*WORK INSTRUCTIONS*: What lines of the material below hold the string "ResourceData"? Copy them out.

*SUPPLIED DATA*:
PR #1465, opened 2023-12-05
feat(sweeper): add billing group support

Serpentiel:

adds billing group support for sweeper

## Why this way

to avoid congesting the organizations with irrelevant billing groups


byashimov (approved):
lgtm

PR #1471, opened 2023-12-07
fix(account_team_member): no err on deletion if it does not exist

Serpentiel:

no err on `aiven_account_team_member` deletion if it does not exist

## Why this way

to avoid edge cases, e.g. invitations

### DIFF
--- a/internal/sdkprovider/service/account/account_team_member.go
+++ b/internal/sdkprovider/service/account/account_team_member.go
@@ -205,21 +205,19 @@ func resourceAccountTeamMemberDelete(ctx context.Context, d *schema.ResourceData
 	}
 
 	// delete account team member
-	found := false
 	for _, m := range r.Members {
 		if m.UserEmail == userEmail {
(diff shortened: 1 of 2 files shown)


internal/sdkprovider/service/account/account_team_member.go
```diff
@@ -205,21 +205,15 @@ func resourceAccountTeamMemberDelete(ctx context.Context, d *schema.ResourceData
...
 			}
-			found = true
 			break
 		}
 	}
 
-	if !found {
-		return diag.Errorf("user with email %q is not a part of the team %q", userEmail, teamID)
-	}
-
```
byashimov, line 223: Please leave a comment to explain why we do this.

byashimov (changes requested):

internal/sdkprovider/service/account/account_team_member.go
Serpentiel: done!

byashimov (approved):
lgtm

PR #1473, opened 2023-12-12
fix(mirrormaker_replication_flow): race on create/update/delete opera…

byashimov:

Fixes race issues on write operations.


byashimov:
Success [tests](https://github.com/aiven/terraform-provider-aiven/actions/runs/7192941984)

byashimov:
No additional test has been added, cause the test case needs three kafka to run.

PR #1475, opened 2023-12-13
fix(mirrormaker_replication_flow): race on create/update/delete operations

byashimov:

A workaround to fix API race issues.


Serpentiel (approved):
lgtm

*RESULT*:
@@ -205,21 +205,19 @@ func resourceAccountTeamMemberDelete(ctx context.Context, d *schema.ResourceData
@@ -205,21 +205,15 @@ func resourceAccountTeamMemberDelete(ctx context.Context, d *schema.ResourceData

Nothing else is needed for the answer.